Issue #1689, opened 2023-02-17
copy offline builds to S3


gumaerc:
part of https://github.com/mitodl/hq/issues/785

As an admin in a geography with poor public Internet access, I'd like to be able to get a hard drive with a local copy of OCW content. I might attach the drive to a file server or to a basic web server so that my users on the local intranet might access it.

#### Acceptance Criteria:

- [ ] During the publishing of a single course, copy the offline site build artifacts to the appropriate bucket
- [ ] During a run of `mass-build-sites` with the `--offline` flag set, copy the offline site build artifacts to the appropriate bucket

pdpinch:
The title "archive" is confusing to me. I changed this to "copy offline builds to S3"

I also updated the description to reference the epic, https://github.com/mitodl/hq/issues/785

gumaerc:
This was mistakenly marked closed by merging https://github.com/mitodl/salt-ops/pull/1556, but it will only be closed when https://github.com/mitodl/ocw-studio/pull/1690 merges.

PR #1690, opened 2023-02-18
mirror drive s3 upload

gumaerc:
#### Pre-Flight checklist

- [ ] Testing
  - [ ] Code is tested
- [ ] Settings
  - [ ] Opened issue for DevOps regarding necessary configuration changes to deployed environments - https://github.com/mitodl/salt-ops/pull/1556

Closes https://github.com/mitodl/ocw-studio/issues/1689

#### What's this PR do?
This PR adds code to Concourse pipelines that, if an offline build is being run, uploads the output to a separate set of S3 buckets defined by `AWS_OFFLINE_PREVIEW_BUCKET_NAME` and `AWS_OFFLINE_PUBLISH_BUCKET_NAME`. This is being done as part of https://github.com/mitodl/hq/issues/785 to support creating a mirror drive copy of the entire OCW site.

 - Make a temporary edit to `websites/views.py`, changing line 341 to `sites = sites.prefetch_related("starter").order_by("name")[:10]` to limit the mass build to 10 sites
 - Spin up `ocw-studio`, making sure you have Concourse and Minio configured and the following in your `.env`:
```
OCW_HUGO_THEMES_BRANCH=main
OCW_HUGO_PROJECTS_BRANCH=main
AWS_OFFLINE_PREVIEW_BUCKET_NAME=ocw-content-offline-draft
AWS_OFFLINE_PUBLISH_BUCKET_NAME=ocw-content-offline-live
```
 - Run `docker compose exec web ./manage.py upsert_theme_assets_pipeline` to ensure you have the latest version of the theme assets pipeline pushed up
 - Browse to the Concourse UI at http://localhost:3000 and go to the `ocw-theme-assets` group, finding the `main` branch version that we just pushed up
 - Unpause and trigger a build of the theme assets pipeline, waiting for it to complete
 - Run `docker compose exec web ./manage.py upsert_mass_build_pipeline --offline --starter ocw-course-v2`
 - Log into the Concourse UI at http://localhost:8080
 - Find the mass build pipeline you just pushed up with offline set to true, version set to live and starter set to ocw-course-v2
 - Trigger a build and wait for it to finish
 - Log into the Minio web interface at http://localhost:9001
 - Browse to `ocw-content-offline-live` and open the `courses` folder, then select a course folder, then click download in the right side context menu
 - Extract the ZIP file and double click on `index.html`
 - Double click on the `index.html` file to open the site and make sure:
   - There are no errors in the console
   - JS / CSS / Images load properly
   - Nav links work
   - Links to resources work


ChristopherChudzicki (changes requested):
When I run the mass build, resource links seem not to work in the offline site. They do work when I view the offline zip from a single-site build, though.

**Single-site build** (offline version)
Screen Shot 2023-02-23 at 12 05 14 PM

**Mass build, offline**
Screen Shot 2023-02-23 at 12 04 49 PM

Can you check the resource links in your offline mass builds?

I don't see any obvious changes that would cause something like this.

gumaerc:
@ChristopherChudzicki I tested this again and all looks good on my end as far as resource links go. Here's One of the pages you posted, loading with the `file://` protocol from my local drive after downloading from the offline bucket in Minio:

image

Maybe check the markdown in your database? I did a restore fairly recently so my data is pretty close to production.

content_sync/pipelines/concourse.py
```diff
@@ -726,7 +735,8 @@ def upsert_pipeline(self):  # pylint:disable=too-many-locals
             .replace(
                 "((artifacts-bucket))", template_vars["artifacts_bucket_name"] or ""
             )
-            .replace("((ocw-bucket))", template_vars["destination_bucket"] or "")
+            .replace("((web-bucket))", template_vars["web_bucket"] or "")
+            .replace("((offline-bucket))", template_vars["offline_bucket"] or "")
```
ChristopherChudzicki, line 739: Why do we default to `""`? Shouldn't we error?

(Even if we should error, I don't think we should address it in this PR, since it seems to be a common pattern in this file.)

ChristopherChudzicki (approved):
After updating course data I could not reproduce the issue I encountered yesterday. Not sure what was going on with that.

**One request:** Could you add default values for the new env vars to `.env.example`?

content_sync/pipelines/concourse.py
gumaerc: This is a good point, although the dict of vars is built from env variables in [this function](https://github.com/mitodl/ocw-studio/blob/8895d67e50f9ebb558b97d32239cdfeaccfdda78/content_sync/utils.py#L106). Each pipeline class in `concourse.py` has a `self.MANDATORY_SETTINGS` property [like this](https://github.com/mitodl/ocw-studio/blob/8895d67e50f9ebb558b97d32239cdfeaccfdda78/content_sync/pipelines/concourse.py#L605) that is checked [here](https://github.com/mitodl/ocw-studio/blob/8895d67e50f9ebb558b97d32239cdfeaccfdda78/content_sync/utils.py#L80). So, if any of those settings are not set, an error will be thrown. I added the offline bucket name settings to the `MANDATORY_SETTINGS` list there applicable in this PR.

gumaerc:
> **One request:** Could you add default values for the new env vars to `.env.example`?

I'm going to make an issue to make a more general update to this in a separate PR, as the example env here is barren of most of the settings we've added and it needs a lot more than just the offline buckets.

Issue #1695, opened 2023-02-24
update example env file


gumaerc:
Our `.env.example` file is out of date and doesn't accurately reflect an env file you could get started with developing `ocw-studio`. It should be updated to reflect the current env settings you might have if you're just getting started spinning up `ocw--studio` for the first time.

PR #1697, opened 2023-02-24
update example env file

gumaerc:
#### Pre-Flight checklist

- [ ] Testing
  - [ ] Code is tested

Closes https://github.com/mitodl/ocw-studio/issues/1695

#### What's this PR do?
This PR updates the example `.env` file, `.env.example`, with appropriate values for getting started with development of `ocw-studio`. A value of `changeme` is set on values that should be filled with a user specific configuration, as noted in the comments.

 - Backup any existing `.env` file you may have
 - Copy and paste the contents of `.env.example` into your `.env` file
 - Verify that all containers spin up successfully when running `docker-compose up`
 - Log into Minio at http://localhost:9001 with changeme/changeme and verify that the local S3 buckets were successfully created
 - Look through the example env and verify that all the settings you would expect to be there are present, have sane defaults and are categorized in a way that makes sense


MAbdurrehman12 (approved):
👍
⁂
Aim of the exercise: Find the count of lines in the data above where the word "builds" occurs, and write down only that count.

Answer section: 3